I have this distribution, where '$x_i$' is shorthand for $X=i$, where $i=0,1,2,3,4$ and where $X$ is a random variable with possible values $0,1,2,3,4$
$$
P(x_0) = 0.2 \\
P(x_1) = 0.25 \\
P(x_2) = 0.3 \\
P(x_3) = 0.15 \\
P(x_4) = 0.1
$$
Using the Expected Value formula:
$$
\mu = (0)0.2 + (1)0.25 + (2)0.3 + (3)0.15 + (4)0.1 \\
\mu = 1.7
$$
How does this make sense? How can the expected value be LARGER than any probability in my distribution? Am I using the wrong formula?
Best Answer
The expected value cannot be larger than all of the possible values, but it can certainly be larger than any of the probabilities. If you roll a fair die, each of the possible values ($1,2,3,4,5$, and $6$) occurs with probability $\frac16$, so the expected value is $$(1)\frac16+(2)\frac16+(3)\frac16+(4)\frac16+(5)\frac16+(6)\frac16=3.5\;,$$ far bigger than $\frac16$.

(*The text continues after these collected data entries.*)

PR #396, opened 2015-03-19
Fix allow_non_nested_indentation.

kristijanhusak:
This is the fix for https://github.com/causes/scss-lint/issues/374 .

I tested it on some basic examples, and it works fine, i'm just not sure if it breaks something else.

Tests are passing, so i believe it's ok.

### DIFF
--- a/lib/scss_lint/linter/indentation.rb
+++ b/lib/scss_lint/linter/indentation.rb
@@ -49,9 +49,7 @@ module SCSSLint
         return true
       end
 
-      unless allow_arbitrary_indent?(node) ||
-          actual_indent.length == @indent ||
-          actual_indent.length % @indent_width == 0
+      unless allow_arbitrary_indent?(node, actual_indent.length) || actual_indent.length == @indent
         add_lint(node.line,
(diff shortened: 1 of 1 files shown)


sds:
Thanks for the pull request, @kristijanhusak.

Unfortunately, the problem is more complicated than you think. Your code fails on the following input:

```scss
.one {
  color: #000;
}
  .two {
      margin: 0;  // This is indented too much, but doesn't report a lint
  }
```

In essence, you need to compare the indentation of a node to its parent's indentation to truly know if it has the correct indentation, since the parent could be arbitrarily indented.

I've implemented a solution in 53494a8, since there seems to be enough people wanting a fix for this issue.

kristijanhusak:
@sds Yeah, you're right, I was just relying on tests. I'm not very familiar with Sass API, and this is my first time I tried to do anything in ruby :)

Thanks for the fix. Will you tag a release so we can update it?

sds:
Version [0.35.0](https://github.com/causes/scss-lint/releases/tag/v0.35.0) has been released.

PR #407, opened 2015-03-31
Add PropertyUnits rule

imcnally:
Hi all,

I originally added a NoPixels rule, but after @sds 's suggestion, I turned it into `PropertyUnits`. It allows you set globally allowed units, and override them on a per-property basis.

This is designed to enforce the use, or lack of use, of certain units, i.e., disallowing pixels over REMs, or not allowed unit-based line heights.

- Ian


Anahkiasen:
:+1: for this, absolutely agree. I would maybe add a rule to disable it on certain properties (like the variables linters), I know our designers use em/rem/etc on most things but pixels on certain things that do require them so that'd allow us to use the linter efficiently.

imcnally:
great idea @Anahkiasen. Added it in  1eb3cb8.

sds:
Hey @imcnally, thanks for the pull request.

I think taking this a step further would actually result in this idea being more useful in general.

What if we were to rename this linter to `PropertyUnits`, and expose configuration options to specify which units are allowed not just globally, but also on a per-property basis.

For example, perhaps it makes sense to always use pixels for borders, but `em`/`rem` are best for fonts. Each team will have different preferences on which units they want to enforce for different property types.

Thus a typical configuration for this linter would look something like:

```yaml
linters:
  Units:
    global: ['em', 'ex', '%', 'px', 'ch', 'cm', 'mm', 'in', 'pt', 'pc', 'rem', 'vh', 'vw', 'vmin', 'vmax'] # Allow any units globally
    properties: 
      margin: ['em', 'rem']
      border: ['px']
      line-height: [] # No units allowed
```

By default the linter will allow all units by default, and developers can adjust the `global`ly allowed units or set per-property exceptions as they see fit. The allowed units for a given property is the set intersection of `global` and that property's list of allowed units (if none is defined, use `global`).

What do you think?

nenadjelovac:
@sds so effin awesome! +1

imcnally:
Good idea @sds. I was looking at it from a disallow-these-things perspective, but I like the idea of globally allowed properties. It makes you consider what units you can and/or want to use more. And a property-by-property override is a good compliment to that.

config/default.yml
```diff
@@ -98,6 +98,11 @@ linters:
     include_nested: false
     max_properties: 10
 
+  PropertyUnits:
+    enabled: false
+    global: ['em', 'ex', '%', 'px', 'ch', 'cm', 'mm', 'in', 'pt', 'pc', 'rem', 'vh', 'vw', 'vmin', 'vmax']
+    properties: []
```
sds: This should be an empty hash rather than an empty array.

lib/scss_lint/linter/property_units.rb
```diff
@@ -0,0 +1,59 @@
...
+    include LinterRegistry
+
+    def visit_prop(node)
+      @global_allowed = config['global'].to_set
+      @properties = properties config
+      property = node.value.value.to_s
+      name = node_name node
+      units = property.scan /[a-zA-Z%]+/ix
+
+      return if units.empty?
```
sds: This gives me an idea for adding support for checking if a property where units are required is lacking units, but that might be harder to pull off. (just thinking out loud)

lib/scss_lint/linter/property_units.rb
```diff
@@ -0,0 +1,59 @@
...
+    def node_name node
+      return dash_to_underscore node.name.join
+    end
+
+    def dash_to_underscore str
+      return str.sub('-', '_')
+    end
+
+  end
+end
```
sds: Can you run `bundle exec rubocop` against this repo? We're supposed to have Travis report back offenses but it's currently broken, and there are a few style nits here that would be reported by that.

spec/scss_lint/linter/property_units_spec.rb
```diff
@@ -0,0 +1,168 @@
+require 'spec_helper'
+
+describe SCSSLint::Linter::PropertyUnits do
+
+  context 'when global units are set and local are not set' do
+    let(:linter_config) {{
+      'global' => ['rem'],
+      'properties' => []
```
sds: Should be an empty hash.

lib/scss_lint/linter/property_units.rb
```diff
@@ -0,0 +1,59 @@
...
+      return any_units_not_allowed? units, @properties[property]
+    end
+
+    def any_units_not_allowed? units, allowed
+      return units.select {|unit| !allowed.include?(unit)}
+    end
+
+    def properties config
+      output = {}
+      config['properties'].to_set.each do |prop|
```
sds: Is `to_set` necessary here? You can just iterate over the hash itself.

```ruby
config['properties'].each do |property, allowed_units|
   ...
end
```

sds:
Thanks for implementing my suggestions, @imcnally. Overall looks good, just a few nits I'd like to see cleaned up before merging. Thanks!

lib/scss_lint/linter/property_units.rb
imcnally: I'll think on that

lib/scss_lint/linter/property_units.rb
imcnally: I have such a love/hate thing with rubocop. Fixed in 12f9241.

lib/scss_lint/linter/property_units.rb
imcnally: Definitely wasn't. I made that harder than I needed to.

imcnally:
Thanks for taking the time @sds. All rubocop and test work was updated in 12f9241. Everything should be good to go!

config/default.yml
imcnally: You're right. I was confused by yml > ruby types.

spec/scss_lint/linter/property_units_spec.rb
imcnally: :bow:

sds:
Thanks @imcnally!

Merged in 52b52db. After having a second look, I noticed some issues with the implementation. I implemented some cleanup in f847d02 and fixed the issues in 71e45df and 7ad604b. The full set of changes can be viewed here: https://github.com/brigade/scss-lint/compare/52b52db...7ad604b

PR #9, opened 2024-05-28
Dynamically generate the year variable

sebbASF:
This will help maintain compatibility with existing Pelican processing


gstein:
Thanks!

PR #22, opened 2024-06-01
Use the plugins that are already available to the action

sebbASF:
When an action is used, its code is loaded onto the host, and is available for use by the action.
This means that an action can directly use scripts and data files, for example the plugins.
There is no need to fetch the files.

Instead of using fetch_plugins.py to overwrite the site plugins directory, the new plugin_paths.py script is used to generate a suitable override value for PLUGIN_PATHS which is passed as a CLI argument to Pelican.

### DIFF
--- a/pelican/action.yml
+++ b/pelican/action.yml
@@ -58,7 +58,7 @@ runs:
           else
             exec >/dev/null
           fi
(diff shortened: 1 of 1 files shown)


gstein:
Very cool! Dramatic change/simplify

dfoulks1 (commented):
lgtm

Now imagine that the die has a $6$ on every face. The probability that it comes up $6$ is $1$, and the expected value is clearly $6$: you can’t get anything else!
The expected value can be thought of as the long run average value of the possible values, each of them weighted by its probability of occurrence; in principle it can be anywhere between the smallest possible value and the largest possible value. It is affected by the probabilities only to the extent that they affect the weighting of the possible values.